Knowledge Graph

wojciech achtelik
Wojciech Achtelik
AI Engineer Lead
July 4, 2025
Glossary Category

Knowledge Graph is a structured representation of interconnected entities, relationships, and semantic information that enables AI systems to store, organize, and reason about complex domain knowledge through graph-based data structures. This powerful knowledge representation framework consists of nodes representing entities such as people, places, concepts, or objects, connected by edges that define relationships, attributes, and semantic associations between these entities.

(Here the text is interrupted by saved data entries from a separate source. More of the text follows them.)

PR #2092, opened 2025-04-10
Use the fully qualified registry name in state

SludgeGirl:
When using a registry like `registry.opensuse.org` it would trim off `registry.` for the ui, then later on when it came to actually filtering the results it would also only select `images[opensuse.org]` which would never exist

### DIFF
--- a/test/check-application
+++ b/test/check-application
@@ -15,10 +15,10 @@ from machine.machine_core import ssh_connection
 
 REGISTRIES_CONF = """
 [registries.search]
-registries = ['localhost:5000', 'localhost:6000']
+registries = ['localhost:5000', 'localhost:6000', 'subdomain.local.localhost:7000']
 
 [registries.insecure]
-registries = ['localhost:80', 'localhost:5000', 'localhost:6000']
+registries = ['localhost:80', 'localhost:5000', 'localhost:6000', 'subdomain.local.localhost:7000']
 """
 
 NOT_RUNNING = ["Exited", "Stopped"]
@@ -273,6 +273,8 @@ class TestApplication(testlib.MachineCase):
         self.execute(True, f"""
             podman run -d -p 5000:5000 --name registry --stop-timeout 0 {IMG_REGISTRY}
             podman run -d -p 6000:5000 --name registry_alt --stop-timeout 0 {IMG_REGISTRY}
+            podman run -d -p 7000:5000 --name registry_subdomain --stop-timeout 0 {IMG_REGISTRY}
+            echo "127.0.0.1 subdomain.local.localhost" >> /etc/hosts
         """)
 
         # Add local insecure registry into registries conf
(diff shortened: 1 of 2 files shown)


jelly:
> When using a registry like `registry.opensuse.org` it would trim off `registry.` for the ui, then later on when it came to actually filtering the results it would also only select `images[opensuse.org]` which would never exist

Does this mean you configure "registry.opensuse.org" in unqualified-search-registries?

SludgeGirl:
> We will also want to add an integration test here so it doesn't regress

Gotcha I'll get one added now

SludgeGirl:
@jelly it's a little clunky so let me know if there's a better way I can handle it

test/check-application
```diff
@@ -1725,6 +1735,11 @@ PodName={name}
         b.wait_not_present(f'.pf-v6-c-menu__item:contains("{IMG_REGISTRY_LATEST}")')
         b.wait_visible(f'.pf-v6-c-menu__item:contains("{IMG_ALPINE_LATEST}")')
 
+        # Test filter with a subdomain.
+        b.set_input_text("#create-image-image input", "my-busybox", blur=False)
+        b.click('.pf-v6-c-toggle-group__text:contains("local.localhost")')
+        b.wait_text(".pf-v6-c-menu__item:not([disabled])", "subdomain.local.localhost:7000/my-busybox")
```
jelly, line 1741: I think we can use the existing registries here for filtering?

image


vs.

image

jelly: I manually tested the test without your fixes and it indeed does not filter on `localhost:6000` or `5000` so that should be good enough.

jelly (changes requested):
Thanks, some small test fixes and then this looks good :+1:

test/check-application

Knowledge graphs incorporate ontologies, taxonomies, and schema definitions that provide formal semantics and enable automated reasoning, inference, and knowledge discovery processes. Implementation approaches include Resource Description Framework (RDF) triples, property graphs, and hybrid architectures that support both structured and unstructured data integration. Advanced knowledge graphs utilize machine learning techniques for entity resolution, relationship extraction, and automated knowledge base construction from diverse data sources including text, databases, and APIs. These systems are essential for enhancing AI agent reasoning capabilities, supporting natural language understanding, enabling semantic search, and facilitating explainable AI through structured knowledge representation. Effective knowledge graphs enable AI systems to perform complex reasoning tasks, answer sophisticated queries, and provide contextual understanding that goes beyond traditional database capabilities.